PR #5273, opened 2026-06-09
chore(klaviyo): migrate destination to TypeScript

shekhar-rudder:
## Summary
- Migrate the entire klaviyo destination (`config`, `util`, `batchUtil`, `transform`, `transformV2`, and the two co-located unit tests) from JavaScript to TypeScript.
- No runtime behavior changes — added types only, with non-null assertions (`!`) on JS function returns where the original code implicitly trusted non-null. Zero `any` annotations, zero `as` casts, zero `@ts-ignore`.
- Refine `memory-bank/23_js_to_ts_migration.md` with lessons from this migration: prefer `!` over if-throw validation, explicitly forbid `Object.assign` as a type-narrowing workaround, and document the one scoped exception (runtime mutation patterns like object-to-array property mutation) where a minimal local-helper is required.

## Test plan
- [x] `npm run build:ci` passes
- [x] `npm test -- --testPathPattern="klaviyo" --no-coverage` — 17/17 unit tests pass
- [x] `npm run test:ts -- component --destination=klaviyo` — 40/40 integration tests pass
- [x] `npx eslint src/v0/destinations/klaviyo/` clean
- [x] `npx prettier --check src/v0/destinations/klaviyo/` clean

### DIFF
--- a/src/v0/destinations/klaviyo/transform.ts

(INSTRUCTIONS FOR THE TASK):
Every record shown above should be given back exactly.

(RESULT OF THE TASK):
PR #5273, opened 2026-06-09
chore(klaviyo): migrate destination to TypeScript

shekhar-rudder:
## Summary
- Migrate the entire klaviyo destination (`config`, `util`, `batchUtil`, `transform`, `transformV2`, and the two co-located unit tests) from JavaScript to TypeScript.
- No runtime behavior changes — added types only, with non-null assertions (`!`) on JS function returns where the original code implicitly trusted non-null. Zero `any` annotations, zero `as` casts, zero `@ts-ignore`.
- Refine `memory-bank/23_js_to_ts_migration.md` with lessons from this migration: prefer `!` over if-throw validation, explicitly forbid `Object.assign` as a type-narrowing workaround, and document the one scoped exception (runtime mutation patterns like object-to-array property mutation) where a minimal local-helper is required.

## Test plan
- [x] `npm run build:ci` passes
- [x] `npm test -- --testPathPattern="klaviyo" --no-coverage` — 17/17 unit tests pass
- [x] `npm run test:ts -- component --destination=klaviyo` — 40/40 integration tests pass
- [x] `npx eslint src/v0/destinations/klaviyo/` clean
- [x] `npx prettier --check src/v0/destinations/klaviyo/` clean

### DIFF
--- a/src/v0/destinations/klaviyo/transform.ts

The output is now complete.